'''

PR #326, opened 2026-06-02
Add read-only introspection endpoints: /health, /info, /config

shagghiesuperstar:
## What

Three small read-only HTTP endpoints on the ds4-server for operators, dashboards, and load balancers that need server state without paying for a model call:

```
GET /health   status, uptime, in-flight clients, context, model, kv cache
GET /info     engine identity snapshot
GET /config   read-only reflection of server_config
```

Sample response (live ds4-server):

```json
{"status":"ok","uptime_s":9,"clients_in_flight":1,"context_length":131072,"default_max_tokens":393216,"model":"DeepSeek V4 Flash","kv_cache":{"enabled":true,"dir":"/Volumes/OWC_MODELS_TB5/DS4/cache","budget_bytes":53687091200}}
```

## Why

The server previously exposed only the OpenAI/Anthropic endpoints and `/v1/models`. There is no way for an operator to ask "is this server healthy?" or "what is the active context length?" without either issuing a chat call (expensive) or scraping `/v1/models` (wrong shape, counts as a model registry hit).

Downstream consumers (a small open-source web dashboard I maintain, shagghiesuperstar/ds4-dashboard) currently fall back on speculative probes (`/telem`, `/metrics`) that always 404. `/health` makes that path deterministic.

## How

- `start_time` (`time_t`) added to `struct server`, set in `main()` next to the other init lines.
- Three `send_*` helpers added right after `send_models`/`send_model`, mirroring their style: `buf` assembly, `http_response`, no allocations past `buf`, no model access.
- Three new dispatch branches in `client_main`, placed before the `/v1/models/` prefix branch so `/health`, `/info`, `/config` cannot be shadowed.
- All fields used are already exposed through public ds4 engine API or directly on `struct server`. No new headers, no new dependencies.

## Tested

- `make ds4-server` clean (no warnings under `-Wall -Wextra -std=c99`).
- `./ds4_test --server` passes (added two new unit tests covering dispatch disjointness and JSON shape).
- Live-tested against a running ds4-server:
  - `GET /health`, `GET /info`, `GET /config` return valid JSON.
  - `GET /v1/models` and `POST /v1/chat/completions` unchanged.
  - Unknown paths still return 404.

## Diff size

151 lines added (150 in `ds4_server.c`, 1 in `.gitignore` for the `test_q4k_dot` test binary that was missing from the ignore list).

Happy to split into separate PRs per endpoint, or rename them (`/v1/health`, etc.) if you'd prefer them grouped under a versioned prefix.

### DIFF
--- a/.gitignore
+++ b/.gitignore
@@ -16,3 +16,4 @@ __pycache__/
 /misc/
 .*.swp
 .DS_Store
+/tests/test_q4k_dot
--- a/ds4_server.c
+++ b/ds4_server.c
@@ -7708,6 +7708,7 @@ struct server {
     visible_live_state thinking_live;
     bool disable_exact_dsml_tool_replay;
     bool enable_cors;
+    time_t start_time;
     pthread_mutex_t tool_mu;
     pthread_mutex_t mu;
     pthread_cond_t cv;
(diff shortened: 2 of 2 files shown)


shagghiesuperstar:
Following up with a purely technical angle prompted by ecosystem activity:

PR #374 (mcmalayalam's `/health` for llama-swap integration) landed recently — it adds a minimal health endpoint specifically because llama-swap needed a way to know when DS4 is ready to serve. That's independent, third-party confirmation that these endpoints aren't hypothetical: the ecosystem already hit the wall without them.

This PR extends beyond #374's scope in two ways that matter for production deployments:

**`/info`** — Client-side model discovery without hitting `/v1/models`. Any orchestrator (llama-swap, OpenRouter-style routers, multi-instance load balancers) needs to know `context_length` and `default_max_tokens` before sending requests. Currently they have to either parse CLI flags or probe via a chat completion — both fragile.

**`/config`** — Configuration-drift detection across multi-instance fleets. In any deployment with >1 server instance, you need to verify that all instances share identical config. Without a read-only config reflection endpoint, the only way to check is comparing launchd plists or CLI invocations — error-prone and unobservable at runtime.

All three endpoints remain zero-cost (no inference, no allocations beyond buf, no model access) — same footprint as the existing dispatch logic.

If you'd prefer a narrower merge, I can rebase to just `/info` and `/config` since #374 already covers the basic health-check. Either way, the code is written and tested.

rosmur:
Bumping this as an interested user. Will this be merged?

'''

▸ **WHAT IS NEEDED**: Give the listing again in its entirety, exactly as written.

▸ **RESPONSE BELOW**:
PR #326, opened 2026-06-02
Add read-only introspection endpoints: /health, /info, /config

shagghiesuperstar:
## What

Three small read-only HTTP endpoints on the ds4-server for operators, dashboards, and load balancers that need server state without paying for a model call:

```
GET /health   status, uptime, in-flight clients, context, model, kv cache
GET /info     engine identity snapshot
GET /config   read-only reflection of server_config
```

Sample response (live ds4-server):

```json
{"status":"ok","uptime_s":9,"clients_in_flight":1,"context_length":131072,"default_max_tokens":393216,"model":"DeepSeek V4 Flash","kv_cache":{"enabled":true,"dir":"/Volumes/OWC_MODELS_TB5/DS4/cache","budget_bytes":53687091200}}
```

## Why

The server previously exposed only the OpenAI/Anthropic endpoints and `/v1/models`. There is no way for an operator to ask "is this server healthy?" or "what is the active context length?" without either issuing a chat call (expensive) or scraping `/v1/models` (wrong shape, counts as a model registry hit).

Downstream consumers (a small open-source web dashboard I maintain, shagghiesuperstar/ds4-dashboard) currently fall back on speculative probes (`/telem`, `/metrics`) that always 404. `/health` makes that path deterministic.

## How

- `start_time` (`time_t`) added to `struct server`, set in `main()` next to the other init lines.
- Three `send_*` helpers added right after `send_models`/`send_model`, mirroring their style: `buf` assembly, `http_response`, no allocations past `buf`, no model access.
- Three new dispatch branches in `client_main`, placed before the `/v1/models/` prefix branch so `/health`, `/info`, `/config` cannot be shadowed.
- All fields used are already exposed through public ds4 engine API or directly on `struct server`. No new headers, no new dependencies.

## Tested

- `make ds4-server` clean (no warnings under `-Wall -Wextra -std=c99`).
- `./ds4_test --server` passes (added two new unit tests covering dispatch disjointness and JSON shape).
- Live-tested against a running ds4-server:
  - `GET /health`, `GET /info`, `GET /config` return valid JSON.
  - `GET /v1/models` and `POST /v1/chat/completions` unchanged.
  - Unknown paths still return 404.

## Diff size

151 lines added (150 in `ds4_server.c`, 1 in `.gitignore` for the `test_q4k_dot` test binary that was missing from the ignore list).

Happy to split into separate PRs per endpoint, or rename them (`/v1/health`, etc.) if you'd prefer them grouped under a versioned prefix.

### DIFF
--- a/.gitignore
+++ b/.gitignore
@@ -16,3 +16,4 @@ __pycache__/
 /misc/
 .*.swp
 .DS_Store
+/tests/test_q4k_dot
--- a/ds4_server.c
+++ b/ds4_server.c
@@ -7708,6 +7708,7 @@ struct server {
     visible_live_state thinking_live;
     bool disable_exact_dsml_tool_replay;
     bool enable_cors;
+    time_t start_time;
     pthread_mutex_t tool_mu;
     pthread_mutex_t mu;
     pthread_cond_t cv;
(diff shortened: 2 of 2 files shown)


shagghiesuperstar:
Following up with a purely technical angle prompted by ecosystem activity:

PR #374 (mcmalayalam's `/health` for llama-swap integration) landed recently — it adds a minimal health endpoint specifically because llama-swap needed a way to know when DS4 is ready to serve. That's independent, third-party confirmation that these endpoints aren't hypothetical: the ecosystem already hit the wall without them.

This PR extends beyond #374's scope in two ways that matter for production deployments:

**`/info`** — Client-side model discovery without hitting `/v1/models`. Any orchestrator (llama-swap, OpenRouter-style routers, multi-instance load balancers) needs to know `context_length` and `default_max_tokens` before sending requests. Currently they have to either parse CLI flags or probe via a chat completion — both fragile.

**`/config`** — Configuration-drift detection across multi-instance fleets. In any deployment with >1 server instance, you need to verify that all instances share identical config. Without a read-only config reflection endpoint, the only way to check is comparing launchd plists or CLI invocations — error-prone and unobservable at runtime.

All three endpoints remain zero-cost (no inference, no allocations beyond buf, no model access) — same footprint as the existing dispatch logic.

If you'd prefer a narrower merge, I can rebase to just `/info` and `/config` since #374 already covers the basic health-check. Either way, the code is written and tested.

rosmur:
Bumping this as an interested user. Will this be merged?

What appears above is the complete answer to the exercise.